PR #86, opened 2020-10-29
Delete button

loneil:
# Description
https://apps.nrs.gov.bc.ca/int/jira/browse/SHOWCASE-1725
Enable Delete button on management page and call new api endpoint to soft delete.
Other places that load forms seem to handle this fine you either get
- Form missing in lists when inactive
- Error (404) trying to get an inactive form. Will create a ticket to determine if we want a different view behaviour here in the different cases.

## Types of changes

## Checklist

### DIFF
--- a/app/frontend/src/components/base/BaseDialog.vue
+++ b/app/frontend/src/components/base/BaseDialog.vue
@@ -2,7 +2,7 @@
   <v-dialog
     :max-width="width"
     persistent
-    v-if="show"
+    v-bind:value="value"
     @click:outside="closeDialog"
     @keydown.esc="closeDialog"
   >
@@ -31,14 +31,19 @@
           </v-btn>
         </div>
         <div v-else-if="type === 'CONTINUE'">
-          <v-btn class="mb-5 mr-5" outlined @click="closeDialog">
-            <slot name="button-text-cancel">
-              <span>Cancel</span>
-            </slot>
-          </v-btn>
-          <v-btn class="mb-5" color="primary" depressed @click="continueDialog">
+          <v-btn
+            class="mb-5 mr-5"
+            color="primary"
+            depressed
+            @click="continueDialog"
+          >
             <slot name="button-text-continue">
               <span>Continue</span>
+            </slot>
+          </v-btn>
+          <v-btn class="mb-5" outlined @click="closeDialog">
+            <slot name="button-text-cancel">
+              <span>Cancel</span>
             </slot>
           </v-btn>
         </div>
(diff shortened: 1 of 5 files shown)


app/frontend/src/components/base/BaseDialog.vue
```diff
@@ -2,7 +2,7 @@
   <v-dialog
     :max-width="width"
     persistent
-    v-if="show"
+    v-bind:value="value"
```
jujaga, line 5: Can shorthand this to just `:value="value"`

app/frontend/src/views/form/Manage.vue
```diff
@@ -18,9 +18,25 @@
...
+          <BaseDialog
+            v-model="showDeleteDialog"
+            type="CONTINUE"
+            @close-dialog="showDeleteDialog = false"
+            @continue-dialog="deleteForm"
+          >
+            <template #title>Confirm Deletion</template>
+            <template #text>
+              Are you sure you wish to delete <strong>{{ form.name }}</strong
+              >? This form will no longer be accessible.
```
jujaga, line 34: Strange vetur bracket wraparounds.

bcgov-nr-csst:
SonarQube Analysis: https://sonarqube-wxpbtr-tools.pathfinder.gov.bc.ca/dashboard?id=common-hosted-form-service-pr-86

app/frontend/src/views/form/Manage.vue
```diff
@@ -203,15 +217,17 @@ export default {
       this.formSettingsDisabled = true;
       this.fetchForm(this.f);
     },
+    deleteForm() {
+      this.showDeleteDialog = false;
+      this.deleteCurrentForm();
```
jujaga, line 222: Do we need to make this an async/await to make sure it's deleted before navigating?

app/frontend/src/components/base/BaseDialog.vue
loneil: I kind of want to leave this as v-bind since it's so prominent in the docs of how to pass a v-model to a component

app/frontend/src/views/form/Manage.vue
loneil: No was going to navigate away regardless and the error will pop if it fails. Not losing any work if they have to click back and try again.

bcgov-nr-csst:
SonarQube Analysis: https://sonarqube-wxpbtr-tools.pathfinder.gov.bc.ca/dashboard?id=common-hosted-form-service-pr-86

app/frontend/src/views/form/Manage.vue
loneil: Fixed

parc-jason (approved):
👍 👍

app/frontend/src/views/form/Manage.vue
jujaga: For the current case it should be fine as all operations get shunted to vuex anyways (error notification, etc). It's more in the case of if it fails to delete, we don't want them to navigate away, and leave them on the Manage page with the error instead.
_____
Wherever a line in the entries above holds "jujaga", copy that line.

jujaga, line 5: Can shorthand this to just `:value="value"`
jujaga, line 34: Strange vetur bracket wraparounds.
jujaga, line 222: Do we need to make this an async/await to make sure it's deleted before navigating?
jujaga: For the current case it should be fine as all operations get shunted to vuex anyways (error notification, etc). It's more in the case of if it fails to delete, we don't want them to navigate away, and leave them on the Manage page with the error instead.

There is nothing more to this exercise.